Show Abstract | Download Original | Original Source | Check in Google Scholar | DOI: 10.31764/jtam.v10i2.35319

Abstract

Agriculture plays a strategic role in supporting economic development and food security in Indonesia, particularly in South Sulawesi, one of the country’s primary rice-producing regions. Existing studies on agricultural productivity commonly rely on parametric or single-response models, which are less effective in capturing the nonlinear, locally varying, and interrelated characteristics of agricultural indicators.
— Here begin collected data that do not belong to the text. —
PR #773, opened 2022-05-06
Constify AcpiGetHandle pathname argument

s-ailus:
Hello,

This pull request contains a single patch, constifying the pathname argument to AcpiGetHandle. The objective is to allow passing a const pathname to the function, in order to avoid having to make a copy of it. This isn't needed by acpica per se, but by another caller in Linux.

It's the first time I'm using Github to do this, let's see how this works...

- Sakari

### DIFF
--- a/source/components/namespace/nsxfname.c
+++ b/source/components/namespace/nsxfname.c
@@ -192,7 +192,7 @@ AcpiNsCopyDeviceId (
 ACPI_STATUS
 AcpiGetHandle (
     ACPI_HANDLE             Parent,
-    ACPI_STRING             Pathname,
+    const char              *Pathname,
     ACPI_HANDLE             *RetHandle)
 {
     ACPI_STATUS             Status;
--- a/source/include/acpixf.h
+++ b/source/include/acpixf.h
@@ -770,7 +770,7 @@ ACPI_EXTERNAL_RETURN_STATUS (
 ACPI_STATUS
 AcpiGetHandle (
     ACPI_HANDLE             Parent,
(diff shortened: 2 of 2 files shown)


rafaeljw (approved):

acpibob:
I'm worried that there are lots of these sprinkled throughout ACPICA - and this fix could open the door to lots of changes.

s-ailus:
Hi Robert,

On Thu, Aug 18, 2022 at 09:15:14AM -0700, Robert Moore wrote:
>    I'm worried that there are lots of these sprinkled throughout ACPICA - and
>    this fix could open the door to lots of changes.

Could you elaborate your concern a little? Is it that there are other
functions that do not write to the data behind a pointer taken as an
argument which could be const but is not, or something else? Const is being
used in acpica already, albeit perhaps not everywhere it could be.

The alternatives for this change are making the large data structure (a
single memory allocation) not const or allocating a temporary buffer for
the path name, checking the allocation succeeded and finally copying the
const pathname there before calling the function.

Both are poor workarounds compared to fixing the root issue.

-- 
Regards,

Sakari Ailus

s-ailus:
Ping.

rafaeljw:
> I'm worried that there are lots of these sprinkled throughout ACPICA - and this fix could open the door to lots of changes.

Do you think that people will try to annotate pathname pointers all over with const?  Or something else?

rafaeljw:
I don't see a problem with AcpiGetHandle() in particular TBH and the other cases can be considered individually IMO.

PR #775, opened 2022-05-15
compiler/dttable1.c: Fix dead assignment

ElyesH:
The value stored to 'ParentTable' is never used.

Signed-off-by: Elyes Haouas <ehaouas@noos.fr>


acpibob:
So, should 'Parent Table' be fully removed from the source?

ElyesH:
maybe I'm wrong but looks like it is used elsewhere, isn't it?

PR #779, opened 2022-05-27
iASL: NHLT: Fix compilation of optional undocumented fields

pmaziarz:
Since those fields are optional some combinations of them were causing
unpredicted flow when compiling the table.


acpibob:
OK, this looks good, we will merge this.
Thanks,
bob

PR #782, opened 2022-06-15
Add support for FFH Opregion special context data

sudeep-holla:
FFH(Fixed Function Hardware) Opregion is approved to be added in ACPIC 6.5 via
code first approach[1]. It requires special context data similar to GPIO and
Generic Serial Bus as it needs to know platform specific offset and length.

Add support for the special context data needed by FFH Opregion.

FFH OpRegion enables advanced use of FFH on some architectures. For example,
it could be used to easily proxy AML code to architecture-specific behavior
(to ensure it is OS initiated)

Actual behavior of FFH is ofcourse architecture specific and depends on
the FFH bindings. The offset and length could have arch specific meaning
or usage.

[1] https://bugzilla.tianocore.org/show_bug.cgi?id=3598

Signed-off-by: Sudeep Holla <sudeep.holla@arm.com>

### DIFF
--- a/source/components/events/evregion.c
+++ b/source/components/events/evregion.c
@@ -329,6 +329,14 @@ AcpiEvAddressSpaceDispatch (
             Ctx->SubspaceId = (UINT8) RegionObj->Region.Address;
         }
 
+        if (RegionObj->Region.SpaceId == ACPI_ADR_SPACE_FIXED_HARDWARE)
+        {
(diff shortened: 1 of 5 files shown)


sudeep-holla:
Thanks Rafael, updated the branch with typo fixed.

rafaeljw (approved):

PR #790, opened 2022-08-18
Fix typo as per Issue #783

### LINKED ISSUE #783: Pls fix typo in /source/include/actbl2.h line 1533
OemData[0];  ->  OemData[];

satmandu:
Fixes #783 

I believe this is what @OS4User was talking about...

### DIFF
--- a/source/include/actbl2.h
+++ b/source/include/actbl2.h
@@ -1549,7 +1549,7 @@ enum AcpiMadtLpcPicVersion {
 
 typedef struct acpi_madt_oem_data
 {
-    UINT8                   OemData[0];
+    UINT8                   OemData[];
 } ACPI_MADT_OEM_DATA;
 
 


OS4User:
exactly, tnx a lot

rafaeljw (approved):

acpibob:
This change fails under gcc:
actbl2.h:1553:29: error: flexible array member in a struct with no named members
     UINT8                   OemData[]

Apparently, this change violates this rule (see "-->")

Flexible Array Member(FAM) is a feature introduced in the C99 standard of the C programming language.

For the [structures](https://www.geeksforgeeks.org/structures-c/) in C programming language from C99 standard onwards, we can declare an array without a dimension and whose size is flexible in nature.
Such an array inside the structure should preferably be declared as the last member of structure and its size is variable(can be changed be at runtime).
--> The structure must contain at least one more named member in addition to the flexible array member.

acpibob:
So, I will probably revert this change.

OS4User:
The reason for using ACPI_MADT_OEM_DATA structure is not quite clear. Perhaps it makes sense to completely remove it.
The alternative is to define OemData cardinality as [1] but this heavily depends on intended usage of this structure.

And
https://github.com/acpica/acpica/blob/master/source/include/actbinfo.h#L331
should probably look like this:
#define ACPI_MADT17_OFFSET(f) (UINT16) ACPI_OFFSET (ACPI_MADT_CORE_PIC,f)
at least that's how it looks like when one sees:
https://github.com/acpica/acpica/blob/master/source/include/actbl2.h#1421

Check this out
https://gcc.gnu.org/onlinedocs/gcc/Zero-Length.html
https://stackoverflow.com/questions/8625572/what-is-the-significance-of-a-0-length-array-in-c  (C++11, 8.3.4/1: "[the array size] shall be greater than zero")

acpibob:
I suspect that MADT_OEM_DATA is an optional field, and the length of this field is contained as part of the subtable->Length field.

OS4User:
"I suspect that MADT_OEM_DATA is an optional field, and the length of this field is contained as part of the subtable->Length field."

In this case, the structure should be declared as follows:

typedef struct acpi_madt_oem_data
{
    ACPI_SUBTABLE_HEADER    Header;
    UINT8                   OemData[];
} ACPI_MADT_OEM_DATA;

acpibob:
Can you go ahead and update the various support functions in the DT compiler (Table info, etc.)

Thanks,
Bob

PR #794, opened 2022-09-13
Headers: Delete bogus NodeArray array of pointers from AEST table

jrtc27:
Like many tables, this is a header followed by multiple subtables of
varying self-identifying types, and ACPICA does not normally add a field
for the subtables, instead relying on pointer arithmetic past the end of
the first header struct, since indexing a flexible array member is
meaningless for variable-length entries. If we really wanted a field for
this, we could use a UINT8 flexible array member, but it contradicts the
current style. Using void *, however, is categorically wrong, as ACPI
tables never contain native C-language pointers.

### DIFF
--- a/source/include/actbl2.h
+++ b/source/include/actbl2.h
@@ -229,7 +229,6 @@
 typedef struct acpi_table_aest
 {
     ACPI_TABLE_HEADER       Header;
-    void                    *NodeArray[];
 
 } ACPI_TABLE_AEST;
 


acpibob:
Well, in your patch, I don't see ACPICA (actually iASL) accessing the field past the header (NodeArray).

jrtc27:
> Well, in your patch, I don't see ACPICA (actually iASL) accessing the field past the header (NodeArray).

I don’t get your point? https://github.com/acpica/acpica/commit/e75074d84d1207339a048486c2d06ecb935d0092 added support for the table but included this bogus unused field. I’m just deleting it to correct that.

PR #811, opened 2022-11-11
nsrepair: handle cases without a return value correctly

8infy:
Previously AcpiNsSimpleRepair() would crash if ExpectedBtypes contained any combination of ACPI_RTYPE_NONE with a different type, e.g | ACPI_RTYPE_INTEGER because of slightly incorrect logic in the !ReturnObject branch, which wouldn't return AE_AML_NO_RETURN_VALUE for such cases.

Found by Linux Verification Center (linuxtesting.org) with the SVACE static analysis tool.

Signed-off-by: Daniil Tatianin <d-tatianin@yandex-team.ru>

### DIFF
--- a/source/components/namespace/nsrepair.c
+++ b/source/components/namespace/nsrepair.c
@@ -328,9 +328,10 @@ AcpiNsSimpleRepair (
      */
     if (!ReturnObject)
     {
-        if (ExpectedBtypes && (!(ExpectedBtypes & ACPI_RTYPE_NONE)))
+        if (ExpectedBtypes)
         {
-            if (PackageIndex != ACPI_NOT_PACKAGE_ELEMENT)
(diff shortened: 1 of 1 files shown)


rafaeljw (approved):
This change looks good to me, thanks!

8infy:
Thank you!
Is there anything else I have do before this can be merged?

rafaeljw:
If you want the fix to be present in the Linux kernel, in particular, please send the corresponding Linux patch to linux-acpi@vger.kernel.org with a Link tag pointing to this PR.

8infy:
> If you want the fix to be present in the Linux kernel, in particular, please send the corresponding Linux patch to [linux-acpi@vger.kernel.org](mailto:linux-acpi@vger.kernel.org) with a Link tag pointing to this PR.

Thanks!

Is there an example of what that would look like?
And how do I get this merged in ACPICA specifically as well?

PR #813, opened 2022-11-18
Replace fake flexible arrays with actual flexible array members

kees:
This continues earlier C99 work to modernize the code to work correctly with compile-time and run-time bounds checkers.

### DIFF
--- a/source/include/actbl2.h
+++ b/source/include/actbl2.h
@@ -1550,7 +1550,7 @@ enum AcpiMadtLpcPicVersion {
 
 typedef struct acpi_madt_oem_data
 {
-    UINT8                   OemData[];
+    ACPI_FLEX_ARRAY(UINT8, OemData);
 } ACPI_MADT_OEM_DATA;
 
 
--- a/source/include/acrestyp.h
+++ b/source/include/acrestyp.h
@@ -927,8 +927,10 @@ typedef struct acpi_pci_routing_table
     UINT32                          Pin;
     UINT64                          Address;        /* here for 64-bit alignment */
     UINT32                          SourceIndex;
-    char                            Source[4];      /* pad to 64 bits so sizeof() works in all cases */
-
+    union {
+                                    char Pad[4];    /* pad to 64 bits so sizeof() works in all cases */
+                                    ACPI_FLEX_ARRAY(char, Source);
+    };
 } ACPI_PCI_ROUTING_TABLE;
 
 #endif /* __ACRESTYP_H__ */
--- a/source/include/acrestyp.h
+++ b/source/include/acrestyp.h
@@ -538,7 +538,7 @@ typedef struct acpi_resource_extended_irq
     UINT8                           WakeCapable;
     UINT8                           InterruptCount;
     ACPI_RESOURCE_SOURCE            ResourceSource;
-    UINT32                          Interrupts[1];
+    UINT32                          Interrupts[];
 
 } ACPI_RESOURCE_EXTENDED_IRQ;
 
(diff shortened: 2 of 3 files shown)


acpibob:
OK, but I’m thinking that using these “new” structures will require changes that affect both the Data Table Compiler and the Data Table disassembler.
Bob

From: Kees Cook ***@***.***>
Sent: Thursday, November 17, 2022 8:56 PM
To: acpica/acpica ***@***.***>
Cc: Subscribed ***@***.***>
Subject: [acpica/acpica] Replace fake flexible arrays with actual flexible array members (PR #813)


This continues earlier C99 work to modernize the code to work correctly with compile-time and run-time bounds checkers.

________________________________
You can view, comment on, or merge this pull request online at:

Addressing this research gap, the present study applies a biresponse nonparametric regression approach that integrates truncated splines and Fourier series to simultaneously model rice productivity and the food security index. This quantitative observational research uses secondary regional agricultural statistics, and the analytical procedure includes formulating the biresponse model, conducting diagnostic checks of key nonparametric assumptions, and estimating parameters using the Weighted Least Squares (WLS) method. Model selection was conducted using the Generalized Cross Validation (GCV) criterion, which indicated that rainfall was better approximated with truncated splines and extension workers with Fourier series. The optimal knot points were obtained at 1207.096 for rice productivity variable and 1207.556 for food security index variable, with one oscillation applied in the Fourier series and one knot for the truncated spline. The results show that the best model was obtained with the smallest Generalized Cross Validation (GCV) value of 21.38, a coefficient of determination of 94.85%, and a Mean Absolute Percentage Error (MAPE) of 9.68%. These results demonstrate the methodological advantage of the combined biresponse nonparametric model in accommodating complex data structures and provide actionable insights for policymakers in optimizing resource allocation, strengthening extension services, and enhancing food security strategies in South Sulawesi.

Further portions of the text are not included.